— ASSIGNMENT —
Start with the first line of the records below. Output each line exactly, ending with the one that contains "Google's OpenAI-compatible endpoint".

== Segment start ==

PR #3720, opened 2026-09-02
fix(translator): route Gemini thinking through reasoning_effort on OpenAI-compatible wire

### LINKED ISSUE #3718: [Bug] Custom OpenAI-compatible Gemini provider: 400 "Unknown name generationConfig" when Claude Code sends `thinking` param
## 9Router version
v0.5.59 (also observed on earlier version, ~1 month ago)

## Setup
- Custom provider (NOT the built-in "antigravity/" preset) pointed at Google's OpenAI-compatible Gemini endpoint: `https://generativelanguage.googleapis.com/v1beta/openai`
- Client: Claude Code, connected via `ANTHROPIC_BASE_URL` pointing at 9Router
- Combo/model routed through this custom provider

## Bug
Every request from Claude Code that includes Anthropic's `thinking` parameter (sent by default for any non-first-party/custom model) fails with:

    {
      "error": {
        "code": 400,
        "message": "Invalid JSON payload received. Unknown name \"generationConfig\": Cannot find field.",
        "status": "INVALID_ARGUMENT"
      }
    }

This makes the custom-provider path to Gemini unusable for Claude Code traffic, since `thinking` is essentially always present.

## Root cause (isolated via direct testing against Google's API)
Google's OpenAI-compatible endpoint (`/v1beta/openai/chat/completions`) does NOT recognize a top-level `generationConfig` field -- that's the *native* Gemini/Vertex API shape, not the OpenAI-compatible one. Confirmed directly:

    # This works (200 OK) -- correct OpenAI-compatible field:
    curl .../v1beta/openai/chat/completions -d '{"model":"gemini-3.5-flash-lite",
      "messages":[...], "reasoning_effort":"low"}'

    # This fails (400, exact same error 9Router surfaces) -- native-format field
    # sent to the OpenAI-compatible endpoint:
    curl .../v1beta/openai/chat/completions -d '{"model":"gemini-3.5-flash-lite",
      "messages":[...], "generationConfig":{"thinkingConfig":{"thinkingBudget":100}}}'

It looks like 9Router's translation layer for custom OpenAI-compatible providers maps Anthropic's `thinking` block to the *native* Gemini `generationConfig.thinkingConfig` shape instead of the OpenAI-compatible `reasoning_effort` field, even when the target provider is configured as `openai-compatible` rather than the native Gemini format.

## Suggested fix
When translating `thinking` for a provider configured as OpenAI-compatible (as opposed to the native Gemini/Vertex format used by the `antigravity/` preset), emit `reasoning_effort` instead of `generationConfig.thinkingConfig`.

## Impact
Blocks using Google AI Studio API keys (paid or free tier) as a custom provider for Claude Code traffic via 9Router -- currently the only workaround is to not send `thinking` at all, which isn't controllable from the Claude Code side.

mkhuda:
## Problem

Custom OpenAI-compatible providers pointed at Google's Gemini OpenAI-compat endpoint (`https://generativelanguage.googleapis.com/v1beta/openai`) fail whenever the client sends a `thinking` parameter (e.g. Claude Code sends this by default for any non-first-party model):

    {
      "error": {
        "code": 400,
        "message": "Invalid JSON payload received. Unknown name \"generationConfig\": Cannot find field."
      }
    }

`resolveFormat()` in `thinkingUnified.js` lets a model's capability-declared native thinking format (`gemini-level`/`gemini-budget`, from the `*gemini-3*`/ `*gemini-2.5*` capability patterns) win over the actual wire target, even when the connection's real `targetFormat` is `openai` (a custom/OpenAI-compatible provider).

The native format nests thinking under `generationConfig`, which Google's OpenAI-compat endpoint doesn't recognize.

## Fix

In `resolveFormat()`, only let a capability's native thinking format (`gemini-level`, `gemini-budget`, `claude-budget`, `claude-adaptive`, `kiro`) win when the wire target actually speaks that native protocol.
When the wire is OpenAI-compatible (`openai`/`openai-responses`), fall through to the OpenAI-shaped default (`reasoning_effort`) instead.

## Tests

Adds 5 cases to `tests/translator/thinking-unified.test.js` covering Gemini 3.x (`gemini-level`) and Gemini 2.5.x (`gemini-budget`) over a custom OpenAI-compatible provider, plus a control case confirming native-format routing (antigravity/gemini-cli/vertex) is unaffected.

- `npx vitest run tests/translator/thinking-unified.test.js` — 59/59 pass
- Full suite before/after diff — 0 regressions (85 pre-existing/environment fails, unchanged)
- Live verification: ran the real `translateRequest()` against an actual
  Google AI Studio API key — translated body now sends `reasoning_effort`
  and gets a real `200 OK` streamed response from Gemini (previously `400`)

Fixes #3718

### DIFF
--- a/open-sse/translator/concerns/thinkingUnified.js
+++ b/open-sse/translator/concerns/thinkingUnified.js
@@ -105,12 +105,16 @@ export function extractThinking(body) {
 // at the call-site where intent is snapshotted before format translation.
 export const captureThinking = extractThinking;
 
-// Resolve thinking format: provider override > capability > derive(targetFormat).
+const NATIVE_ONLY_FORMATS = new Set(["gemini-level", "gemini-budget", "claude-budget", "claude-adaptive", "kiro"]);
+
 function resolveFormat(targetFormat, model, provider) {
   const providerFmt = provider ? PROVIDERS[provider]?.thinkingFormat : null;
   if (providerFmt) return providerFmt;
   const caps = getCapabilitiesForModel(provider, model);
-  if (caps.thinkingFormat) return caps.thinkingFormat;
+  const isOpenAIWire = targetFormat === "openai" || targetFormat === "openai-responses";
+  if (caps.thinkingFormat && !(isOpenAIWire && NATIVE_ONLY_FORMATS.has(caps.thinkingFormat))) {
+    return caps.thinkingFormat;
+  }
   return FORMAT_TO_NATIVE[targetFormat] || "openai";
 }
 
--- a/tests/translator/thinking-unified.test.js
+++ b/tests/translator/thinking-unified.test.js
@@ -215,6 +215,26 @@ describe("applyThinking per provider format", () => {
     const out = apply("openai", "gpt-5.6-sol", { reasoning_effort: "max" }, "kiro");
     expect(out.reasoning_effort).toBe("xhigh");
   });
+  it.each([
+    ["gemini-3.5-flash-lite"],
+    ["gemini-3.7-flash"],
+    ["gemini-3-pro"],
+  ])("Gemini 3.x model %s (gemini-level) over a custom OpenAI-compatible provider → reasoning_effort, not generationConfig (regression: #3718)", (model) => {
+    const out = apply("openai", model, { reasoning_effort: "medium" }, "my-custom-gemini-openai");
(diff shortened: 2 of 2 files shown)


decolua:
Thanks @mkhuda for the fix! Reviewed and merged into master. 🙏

== Segment end ==

— SOLVED PROBLEM —
PR #3720, opened 2026-09-02
fix(translator): route Gemini thinking through reasoning_effort on OpenAI-compatible wire

### LINKED ISSUE #3718: [Bug] Custom OpenAI-compatible Gemini provider: 400 "Unknown name generationConfig" when Claude Code sends `thinking` param
## 9Router version
v0.5.59 (also observed on earlier version, ~1 month ago)

## Setup
- Custom provider (NOT the built-in "antigravity/" preset) pointed at Google's OpenAI-compatible Gemini endpoint: `https://generativelanguage.googleapis.com/v1beta/openai`
- Client: Claude Code, connected via `ANTHROPIC_BASE_URL` pointing at 9Router
- Combo/model routed through this custom provider

## Bug
Every request from Claude Code that includes Anthropic's `thinking` parameter (sent by default for any non-first-party/custom model) fails with:

    {
      "error": {
        "code": 400,
        "message": "Invalid JSON payload received. Unknown name \"generationConfig\": Cannot find field.",
        "status": "INVALID_ARGUMENT"
      }
    }

This makes the custom-provider path to Gemini unusable for Claude Code traffic, since `thinking` is essentially always present.

## Root cause (isolated via direct testing against Google's API)
Google's OpenAI-compatible endpoint (`/v1beta/openai/chat/completions`) does NOT recognize a top-level `generationConfig` field -- that's the *native* Gemini/Vertex API shape, not the OpenAI-compatible one. Confirmed directly:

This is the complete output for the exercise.